Pembangunan merek lokal erat kaitannya dengan narasi kebanggaan lokal, dukungan komunitas, sertifikasi Halal, dan tradisi. Mereka menggunakan pemasaran akar rumput (grassroots marketing), yang melibatkan acara komunitas dan influencer lokal untuk membangun kepercayaan dari bawah ke atas.

Merek global umumnya berfokus pada warisan merek, kepercayaan global, dan inovasi yang berkelanjutan. Mereka memosisikan diri sebagai "premium namun sebanding," menekankan daya tahan, kinerja yang lebih tinggi, atau manfaat kesehatan yang lebih baik.


5. Fokus Inovasi

Inovasi merek lokal berpusat pada wellness yang terjangkau, seperti makanan ringan berfortifikasi, obat herbal, atau terus mengembangkan format refill. Mereka juga banyak mengembangkan produk rumah tangga yang serbaguna dan multifungsi.

Inovasi merek global didorong oleh wellness dan lifestyle premium, termasuk kecantikan fungsional, elektronik pintar, dan produk ramah lingkungan.
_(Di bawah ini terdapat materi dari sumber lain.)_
Issue #352, opened 2016-12-27
Expose json interface via python ?


penfold42:
Is this a good idea ?

I want to disable smoothing from some effects and this approach might have some other useful applications

brindosch:
Interesting idea,
i already thought how to get rid of smoothing in a good way. For some effects it's useful, others not so great (strobe for example). [Sometimes it could be slower or faster - but just for _this_ effect.]

penfold42:
If no one can think of another use for the json interface, we could add a smoothing option to the effects schema

redPanther:
Set smoothing on/off from within an effect is no prob, we just have to add a function to access hyperion setComponentState.
Changing smooth args is more work, because the args currently not changable on runtime.
I suggest to add on/off and dont care about the args yet'

redPanther:
smoothing is exposed to effects now. I wouldn't expose everything to effects. If some specific command is needed we can add it. (=> new issue)
I think we can close this issue.

brindosch:
Yes and if you push your idea to the next lvl @penfold42 you end with a "Plugin Python Engine". Which might be interesting :)
But this should be developed splitted from the effect engine anyway (looking to kodi C python api for missing inspiration :))

penfold42:
Agreed but it might be better to simply write a python (and other languages) library to make external python scripts easier rather than extend the hyperion core python

PR #425, opened 2017-03-25
disable smoothing for effects

redPanther:
- smoothing has no impact on effects. 
- merge strobe and fade effect
- add new breath effect
- prio 255 is black again, background color/effect is on 254 - just for safetiness
- fix pacman effect

#352


brindosch:
Cool!
prio 255 is just *reserved* and not used.
You need to revert the schema-color and schema-effect for allowed priority range

PR #427, opened 2017-03-30
Added brightnessFactor configuration option to LedDevicePhilipsHue

ntim:
Upon request from the forums, I added a new feature to the LedDevicePhilipsHue which enables the user to let the calculated brightness of the color to set of the Hue lamps be multiplied by an arbitrary factor. A factor of 1.0 (default) corresponds to no change. Factors > 1.0 result in a brighter output and thus more saturated colors. 
At the same time I refactored much of the device code which makes it more readable and more robust.


brindosch:
Cool, robust sounds always good!
I see you already detected the logger class :)
Could you add the new option to the json schema, this would be great! If you need help just ask.
https://github.com/hyperion-project/hyperion.ng/blob/master/libsrc/leddevice/schemas/schema-philipshue.json

ntim:
Done 👍

redPanther:
Big thx!

brindosch:
Thank you.
I noticed the public can't read reviews
I think this is a typo : `brightnessFactor = (float) deviceConfig["transitiontime"].toDouble(1.0);`
So it should be `brightnessFactor = (float) deviceConfig["brightnessFactor"].toDouble(1.0);`

Will update

brindosch:
I need further guidance
Hyperion segfaults with latest master with philipshue
```
hyperiond[559]: *** Error in `/usr/bin/hyperiond': malloc(): memory corruption (fast): 0x00d4b432 ***
Apr 03 18:12:46 raspberrypi systemd[1]: hyperion.service: main process exited, code=killed, status=6/ABRT
```
@ntim 
Could you also reduce a little bit the debug output. It's a little bit much :)

please verify @b1rdhous3 this issue

@redPanther 
If you may have an idea, just let us know :)

ntim:
Mmh will look into it this weekend...

ntim:
In the meantime, could you try to produce a stack trace with gdb?

b1rdhous3:
@brindosch what do I need to do to reproduce this issue?

brindosch:
I have one id with one led. Nothing special. I don't get a single short blink at the bulb while it seems to run shortly (hyperion)

brindosch:
@ntim 
As a first excerpt. I wonder why it fires so much get requests on startup, shouldn't it wait for response instead?

Why does it bother about the modelID? And why turns it the id on true/false again after that?

https://pastebin.com/0MczAtjM
I will check if i could get a gdb!

Thank you for you investigation.

brindosch:
I have some questions in general

- Do you need a output hz limit (e.g. smoothing to a specific output rate to reduce it)?
- Smoothing required for smoothing or could it be disabled (or set to 0 if above is true)?
- Do you have hscan/vscan recommendations for top/bottom/left/right "placed" bulbs? I used now values just out of my mind.

I want to provide perfect settings along with my new hue wizard (cool!)
Thank you for your help.

ntim:
It seems not all commits have been merged, will do a pull of the current master and see whats left.

ntim:
Ah ok, github is a bit weird here stating my fork is 8 commits ahead of the master

ntim:
To answer your questions:

* Do you need a output hz limit (e.g. smoothing to a specific output rate to reduce it)?
There is a limit of about 30 instructions per second for the hue system. Thus, the framerate of the grabber should be around ~ 5 Hz for two bulbs to be on the safe side. 

* Smoothing required for smoothing or could it be disabled (or set to 0 if above is true)?
Smoothing does not make sense to me since it increases the refresh rate of the bulbs

* Do you have hscan/vscan recommendations for top/bottom/left/right "placed" bulbs? I used now values just out of my mind.

For two bulbs (one left and one right of the TV set) I use

```
"leds":
	[
		{
			"index" : 0,
			"hscan" : { "minimum" : 0.0000, "maximum" : 0.0700 },
			"vscan" : { "minimum" : 0.0000, "maximum" : 1.0000 }
		},
		{
			"index" : 1,
			"hscan" : { "minimum" : 0.9300, "maximum" : 1.0000 },
			"vscan" : { "minimum" : 0.0000, "maximum" : 1.0000 }
		}
	]
```

brindosch:
My initial idea was to use smoothing to reduce the refreshrate data hits the led device. (without smoothing anything).

Bad
The solution is this: https://github.com/hyperion-project/hyperion.ng/pull/432
:)

To prevent issues or add further config tuning you might want to calculate (internal) dependent of light ids count your own latchtime

Am i right @redPanther ?
Thank you for your efforts @ntim 
Looking forward for your completion pr :)

ntim:
I do not follow. The code does not except in the old hyperion where we had one thread, right? Now as I see in gdb there are multiple threads accessing the leddevice at the same time but my code is far from thread save since there is a feature which restores the state of the bulb after a given time, i.e. hyperion is still running but nothing changes (pause, stop, etc.). 

So summing up, there is a problem when hyperion tries to write some new color values while the leds are turning off. Thus, a rate limiting is not the solution but a intermediate band aid in my opinion.

redPanther:
rate limitation is now merged. Feel free to tune min,max,default value of https://github.com/hyperion-project/hyperion.ng/blob/master/libsrc/leddevice/schemas/schema-philipshue.json#L48

BTW "0" for latchtime means rate limiting disabled

brindosch:
There wasn't any change @ntim . You should also notice that the previous code worked so far. If there is now a huge issues, it was just hidden?
A restore of the previous state makes indeed sense.

brindosch:
In case it is not fixable we sadly need to revert this pr.

ntim:
First, can someone answer my question regarding the multi threading? For me the new Hyperion version never seemed to run smoothly with hue but also could not really test it on osmc since qt5 does not work out of the box. This pr is just a copy of the code from my fork of the old hyperion in which it runs perfectly.

brindosch:
> since qt5 does not work out of the box - osmc

Hm? I use it daily. Install and you are fine? What issues do you have? https://github.com/hyperion-project/hyperion.ng/blob/master/CompileHowto.md

> multi threading?

I just know there wasn't a change but maybe the gdb log would be helpful that @redPanther could have a quick look to assist/inspect

ntim:
Ok, when I tried to install it, qt5 caused osmc to crash which was a known problem then. I will give it a try...

redPanther:
There was no change in threading. There is just the main thread and one thread per effect.

ntim:
So are there multiple instances of the led device created and / or should it be threadsafe?

redPanther:
No multiple instances! Led device is not thrwadsafe, but this is not needed atm.

redPanther:
There is a qtimer for the refresh interval. Perhaps that could lead to race conditions. Will add mutexes asap.

brindosch:
@ntim 
Any new results based on redPanthers hint?

brindosch:
@ntim

Issue #422, opened 2017-03-23
Adjustments bugs


brindosch:
For your next session @redPanther 
- Gamma of 0.0 results in white (raise min to 0.01?)
- maxBrightness of 0.0 results in 1.0 brightness (independet of minBright) (raise min to 0.01?). I vote for integer values anyway :)

redPanther:
gamma 0 -> white is not a bug, its just what gamma does. But yes we should limit the range. Mostly gamma < 1 makes no sense in our case. will set the min to 0.1

here the gamma crve for gamma: 0-1 and 2
![gamma_curve](https://cloud.githubusercontent.com/assets/6893049/24251096/4c2c36c0-0fd9-11e7-8a9d-193e17880d39.png)

PR #430, opened 2017-04-02
new brightness handling

redPanther:
this is a result of lot's of discussions. The new brightness stuff is based on @Funatiq new color correction. Setting the brightness modifies the values for color correction. This will limit the brightness of each color component. The new option "brightnessCompensation" handles the problem that e.g. white (255,255,255)has 3 times more energy than red (255,0,0).

additional: updatewebserver, now with initial ssl support

- brightness are now int/percent values from 0 to 100
- new value brightnessCompensation. This is also a percent value. 100 means all colors are equal bright, 0 the opposite

#422 


Funatiq:
I like what you did with the brightness. I have some questions:
- You initialize every color value separately for every input (_initialized[input]). Any reason for this instead of the complete initialization?
- Can you explain your idea here:
`B_in = -0.093*_brightness+std::sqrt(_brightness);`
`if (_brightness< 57) B_in += std::sqrt(57)-std::sqrt(_brightness);`
Is a simple linear function not sufficient?

Btw I would have preferred if you had separated the brightness changes and the webserver changes in different PRs. Would have been easier to read ;)

brindosch:
perfect so far, i didn't found weirdness. I wonder if you want to move the backlightThreshold to Integer too (for the visual touch :))

redPanther:
The maping of config value is not linear because it feels better. I tried that 50% is half brightness
I update the mapping val's just in time, because do it in one piece means 7*256 calculations. The request for new brightness can come fast and I dont want to make unneccessary calculations.

Funatiq:
> The mapping of config value is not linear because it feels better. I tried that 50% is half brightness

Ok, I understand. But sqrt is quite expensive. I would suggest a piecewise linear function like [this](https://www.wolframalpha.com/input/?i=Plot%5BPiecewise%5B%7B%7B-0.09*b+%2B7.5,+b+%3C+50%7D,+%7B-0.04*b+%2B5,+b+%3E+50%7D%7D%5D,+%7Bb,+0,+100%7D%5D). It's almost the same as [yours](https://www.wolframalpha.com/input/?i=Plot%5BPiecewise%5B%7B%7B-0.093*b+%2Bsqrt(57),+b+%3C+57%7D,+%7B-0.093*b+%2Bsqrt(b),+b+%3E+57%7D%7D%5D,+%7Bb,+0,+100%7D%5D).

redPanther:
thats a good idea, will modify the code tomorow

redPanther:
now backlightThreshold is 0-100
brightness uses piecewise linear func as suggested

just for interessed:
hyperion_brightness

this shows mapping of brightness value to max color value at brightnessCompensation=100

Ketika memasuki pasar Indonesia, merek global sering memperkenalkan lini global entry-level yang telah disesuaikan dengan preferensi dan daya beli konsumen lokal.


Kesimpulan:

  • Merek lokal menang ketika mereka dapat diakses, terjangkau, dan emosional terhubung dengan identitas lokal.
  • Merek global menang ketika mereka dapat membuktikan harga mereka dibenarkan melalui kepercayaan, kualitas, dan inovasi — sambil menyesuaikan strategi mereka dengan kenyataan di Indonesia.